Equality vs equity in devolution

At last, the government has set the ball rolling on the devolution of its functions to local government units (LGUs), after a months-long review of the previous administration’s preparatory groundwork for the decentralization project.

On Dec. 21, President Marcos issued a set of instructions to agencies to evaluate the impact of genuine local autonomy on cities, provinces, towns, and barangays, and to draw up a list of basic services that these LGUs can offer without draining their coffers.

It’s evident that the President and his advisers are treading lightly on this massive undertaking to turn LGUs into “self-reliant communities,” as the authors of the Local Government Code envisioned 32 years ago.

And well they should.

That our bureaucrats are opting for more prudence than haste is an encouraging sign for the success of this decades-long endeavor. At stake, after all, is the delivery of critical services, such as health, agriculture, environmental management, local infrastructure, social welfare, and tourism.

Greater responsibility

As it is, many LGUs are too poorly equipped to assume new mandates, willing but unable to absorb the larger share of national revenues to which they are now entitled under the 2018 Mandanas ruling of the Supreme Court.

LGUs had rejoiced when that decision came out five years ago, in anticipation of a much bigger national tax allotment (NTA), previously known as IRA, or internal revenue allotment. The ruling means LGUs’ 40-percent share in the national wealth is no longer limited to taxes collected by the Bureau of Internal Revenue but includes those by the Bureau of Customs and similar agencies.

In 2024, LGUs will receive P871.3 billion in NTA, higher by some P50 billion than their share this year.

But with greater funding comes greater responsibility, and one too heavy to shoulder for many LGUs. In March, Budget Secretary Amenah Pangandaman said some 450 LGUs were ill-prepared to take on their devolved functions for not having enough skill, capacity, or resources. Between then and nine months later, the situation has not changed much, or at all.

Elephant in the room

The elephant in the room, of course, is the wide chasm between the wealthiest local governments and the most impoverished ones.

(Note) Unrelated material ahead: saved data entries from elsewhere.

PR #1954, opened 2025-02-03
chore: fix nil pointer dereference

jigisha620:
Fixes #N/A 

**Description**
Saw cases where cleaning up node from cluster state can cause nil pointer dereference when `c.nodes[id] = nil`. Added a check to validate this.

### DIFF
--- a/pkg/controllers/state/cluster.go
+++ b/pkg/controllers/state/cluster.go
@@ -547,7 +547,7 @@ func (c *Cluster) newStateFromNode(ctx context.Context, node *corev1.Node, oldNo
 
 func (c *Cluster) cleanupNode(name string) {
 	if id := c.nodeNameToProviderID[name]; id != "" {
-		if c.nodes[id].NodeClaim == nil {
+		if c.nodes[id] != nil && c.nodes[id].NodeClaim == nil {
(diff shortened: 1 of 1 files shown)


pkg/controllers/state/cluster.go
```diff
@@ -547,7 +547,7 @@ func (c *Cluster) newStateFromNode(ctx context.Context, node *corev1.Node, oldNo
 
 func (c *Cluster) cleanupNode(name string) {
 	if id := c.nodeNameToProviderID[name]; id != "" {
-		if c.nodes[id].NodeClaim == nil {
+		if c.nodes[id] != nil && c.nodes[id].NodeClaim == nil {
```
jonathan-innis, line 550: I think we should understand the scenarios that this can occur under before we just ignore these cases -- it seems odd to me that we would get into this state but maybe this can happen when we have two nodes with the same providerID?

rschalo: Based on discussion in triage meeting, this could possibly be the node name instead?

jonathan-innis:
I think we should probably just track this with an issue -- since this isn't the solve that we wanted to take in -- we can ask someone from the community to take a look at this probably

Compare the likes of Quezon City and Makati City, whose locally sourced revenues already dwarf their NTA shares, with the municipalities barely scraping by with their own meager portions, only to be saddled with more work than their offices can realistically handle.

In the recent Palace meeting, the President ordered the National Economic Development Authority to analyze what the government could gain from the devolution initiative and create a timeline, while the Department of the Interior and Local Government was asked to list down the functions LGUs should perform based on their devolution transition plans.

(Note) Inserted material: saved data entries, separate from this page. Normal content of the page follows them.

PR #1957, opened 2025-02-04
test: Fix `ConsolidationState()` test failure in state testing

jonathan-innis:
Fixes #N/A 

**Description**

Fix test flakes coming from the `ConsolidationState()` and DataRace checks inside of the test suite. Resetting the cluster state without using a wait group to complete the goroutine was causing the data race during the Data Race test and not properly resetting all of the details inside of cluster state was causing the `ConsolidationState()` test to fail.

`make presubmit`


engedaam (commented):
/lgtm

Earlier, Mr. Marcos had sought a study on the impact of Executive Order No. 138, issued by then President Rodrigo Duterte in June 2021, which set the stage for full devolution by 2024.

Not one-size-fits all

“The conclusion that we arrived at is that it should not be one-size-fits-all,” Mr. Marcos said in March, warning that a penniless municipality might receive more funds due to the Mandanas ruling but ironically find itself in a “poorer, financial condition.”

The crux of the problem lies not only in funding availability for cash-strapped LGUs but in fiscal management, too.

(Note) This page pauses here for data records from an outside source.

PR #1963, opened 2025-02-05
test: Expand KOWKNodeClass to Support Generic NodeClass for E2E tests

engedaam:
Fixes #N/A 

##Description**

This PR extends the current KowkNodeClass implementation in the E2Es to support cloudprovider defined NodeClass, allowing for more flexible and reusable test management across different cloud providers integration testing.

### Changes
- Added abstraction layer for provider-specific implementations
- Updated node lifecycle handlers for generic support

- `make e2etests`

### DIFF
--- a/test/pkg/environment/common/default_nodepool.yaml
+++ b/test/pkg/environment/common/default_nodepool.yaml
@@ -1,0 +1,27 @@
+apiVersion: karpenter.sh/v1
+kind: NodePool
+metadata:
+ name: default
+spec:
+ disruption:
+   consolidationPolicy: WhenEmptyOrUnderutilized
+   consolidateAfter: Never
+   budgets:
+     - nodes: 100%
+ limits:
+   cpu: 1000
+   memory: 1000Gi
+ template:
+   spec:
+     expireAfter: Never
+     requirements:
+       - key: kubernetes.io/os
+         operator: In
+         values: ["linux"]
+       - key: karpenter.sh/capacity-type
+         operator: In
+         values: ["on-demand"]
+     nodeClassRef:
+      group: karpenter.kwok.sh
+      kind: KWOKNodeClass
+      name: default
--- a/test/pkg/environment/common/environment.go
+++ b/test/pkg/environment/common/environment.go
@@ -18,7 +18,10 @@ package common
 
 import (
 	"context"
+	_ "embed"
+	"flag"
 	"fmt"
+	"io"
 	"log"
 	"os"
 	"strconv"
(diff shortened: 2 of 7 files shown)


test/pkg/environment/common/environment.go
```diff
@@ -144,42 +164,45 @@ func NewClient(ctx context.Context, config *rest.Config) client.Client {
...
+	decoder := serializeryaml.NewDecodingSerializer(unstructured.UnstructuredJSONScheme)
+	u := &unstructured.Unstructured{}
+	ul := &unstructured.UnstructuredList{}
+	_, gvk, _ := decoder.Decode(content, nil, u)
+	u.SetGroupVersionKind(lo.FromPtr(gvk))
+	ul.SetGroupVersionKind(lo.FromPtr(gvk))
+
+	return &GenericNodeClass{
+		Unstructured:     lo.FromPtr(u),
+		GroupVersionKind: lo.FromPtr(gvk),
```
jonathan-innis, line 206: Why do you need to create a separate struct for this? Is this just an `unstructured.Unstructured` or is there something that you are trying to do in the future to extend additional methods off of this object?

test/pkg/environment/common/environment.go
```diff
@@ -30,29 +33,44 @@ import (
...
-	GitRefContextKey = ContextKey("gitRef")
+const GitRefContextKey = ContextKey("gitRef")
+
+// I need to add the the default kwok nodeclass path
+// That way it's not defined in code but we use it when we initialize the nodeclass
+var (
+	//go:embed default_kowknodeclass.yaml
+	defaultNodeClass []byte
+	//go:embed default_nodepool.yaml
+	defaultNodePool []byte
```
jonathan-innis, line 64: What's the reason you need a DefaultNodePool at all? Don't you fully control it in the context of the test and you just need to update the NodeClass to point to the CloudProvider-specific NodeClass type?

test/pkg/environment/common/default_nodepool.yaml
```diff
@@ -0,0 +1,27 @@
+apiVersion: karpenter.sh/v1
```
jonathan-innis, line 1: Do we absolutely need this default? Or can we control this until we get a request to have something different?

jonathan-innis: Is the concern with injecting cloudprovider-specific requirements into the requirements section?

test/pkg/environment/common/environment.go
```diff
@@ -144,42 +164,45 @@ func NewClient(ctx context.Context, config *rest.Config) client.Client {
...
 
-func (env *Environment) DefaultNodeClass() *v1alpha1.KWOKNodeClass {
-	return &v1alpha1.KWOKNodeClass{
-		ObjectMeta: metav1.ObjectMeta{
-			Name: test.RandomName(),
-		},
+func (env *Environment) DefaultNodePool(nodeClass client.Object) *v1.NodePool {
+	nodePool := &v1.NodePool{}
+	if lo.FromPtr(nodePoolPath) == "" {
+		nodePool = object.Unmarshal[v1.NodePool](defaultNodePool)
```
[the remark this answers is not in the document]
engedaam: The idea here is we set the nodeClass ref by the default nodeclass that is provided by the users. Don't want to short-circuit here

test/pkg/environment/common/default_nodepool.yaml
engedaam: Yeah, the concern is exactly that. We need to be able to allow cloudprovider to inject requirements. We could give providers a global variable to define their requirements, but I figured that would be very restrictive without much upside IMO

test/pkg/environment/common/environment.go
engedaam: We control changing, but we don't control the capacity available  by the cloudprovider. Mainly concerned about updating the requirements

test/pkg/environment/common/environment.go
engedaam: Yeah, I was think we could expanded this struct to contain more configuration information, but I think we can wait on that when the requirement arises

test/pkg/environment/common/environment.go
jonathan-innis: Makes sense. Seems reasonable.

test/pkg/environment/common/environment.go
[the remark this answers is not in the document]
jonathan-innis: Ah, I think it was just reading the diff that confused me

jonathan-innis (approved):
/lgtm
/approve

In a 2022 report, the United Nations Development Programme observed a “significant disparity among LGUs in terms of technical capacity and preparedness” for implementing the Mandanas ruling.

“The larger an LGU’s budget, the lower the rate of budget utilization,” the report said, noting that cities and provinces on average would have about P604 million in unspent funds per year.

In a study published in May, the Philippine Institute for Development Studies agreed that the devolution policy should reflect the “heterogeneity in capacity” among LGUs, instead of imposing uniform rules for all.

Formula for distribution

Under the Local Government Code, the formula for the distribution of national wealth among LGUs is computed according to population (50 percent), land area (25 percent), and equal sharing (25 percent). But this system prioritizes equality, where LGUs are given the same resources regardless of their circumstances, over equity, which addresses the inequalities among them. As a result, the richest cities end up with inflated NTA shares they don’t need, while LGUs that need more are deprived of the opportunity to catch up.

Congress would be well advised to revisit this policy and consider a fairer system that factors in another crucial variable—poverty.

Ultimately, the onus is on the government to support struggling LGUs in the devolution process until they reach their highest potential as self-governing political units. The top imperative, always, must be to ensure that the poorest communities aren’t left behind.